The removal of extracellular amino acids or leucine alone inhibits the ability of the mammalian target of rapamycin (mTOR) to signal to the raptor-dependent substrates, p70 S6 kinase and 4E-BP. This inhibition can be overcome by overexpression of the Rheb GTPase. Rheb binds directly to the amino-terminal lobe of the mTOR catalytic domain, and activates mTOR kinase in a GTP-dependent manner. Herein we show that the binding of Rheb to endogenous and recombinant mTOR is reversibly inhibited by withdrawal of all extracellular amino acids or just leucine. The effect of amino acid withdrawal is not attributable to changes in Rheb-GTP charging; amino acid withdrawal does not alter the GTP charging of recombinant Rheb. Moreover, the binding of mTOR to Rheb mutants that are unable to bind guanyl nucleotide in vivo is also inhibited by amino withdrawal.
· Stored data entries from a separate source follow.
PR #591, opened 2024-09-06
NETOBSERV-1833: decompose TCPflags bitfield

jotak:
## Description

Now it will always shows the list of TCP flags rather than a numeric value:

image

## Dependencies

n/a

## Checklist


jpinsonneau (approved):
LGTM, thanks @jotak

jotak:
Hey @Amoghrd 
I checked this issue and it's not a regression, it has always been like that. Doing as you suggest would require us to have bitwise operation in Loki queries (e.g. queries matching `Flags & 16 == 0`) , that's not something we have ever done and I'm don't even think it is possible in LogQL. So I fear this is a limitation we have to live with.

jpinsonneau:
We could actually have the parsing step before storage and change the TCP flags field to a string array as we do for `Interfaces` for example.
In that way we could filter on multiple values easilly.

WDYT ?

jotak:
then maybe for another task, right? that would involve changes in FLP, and may have some little performance impact

jotak:
merging before cutting branches, will have to be tested post-merge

The inhibitory effect of amino acid withdrawal is exerted through an action on mTOR, at a site largely distinct from that responsible for the binding of Rheb; deletion of the larger, carboxyl-terminal lobe of the mTOR catalytic domain eliminates the inhibitory effect of amino acid withdrawal on Rheb binding, without altering Rheb binding per se. The lesser ability of the mTOR catalytic domain to bind Rheb after amino acid withdrawal does not persist after extraction and purification of the mTOR polypeptide. Amino acid withdrawal may generate an inhibitor of the Rheb-mTOR interaction that interferes with the signaling function of TOR complex 1.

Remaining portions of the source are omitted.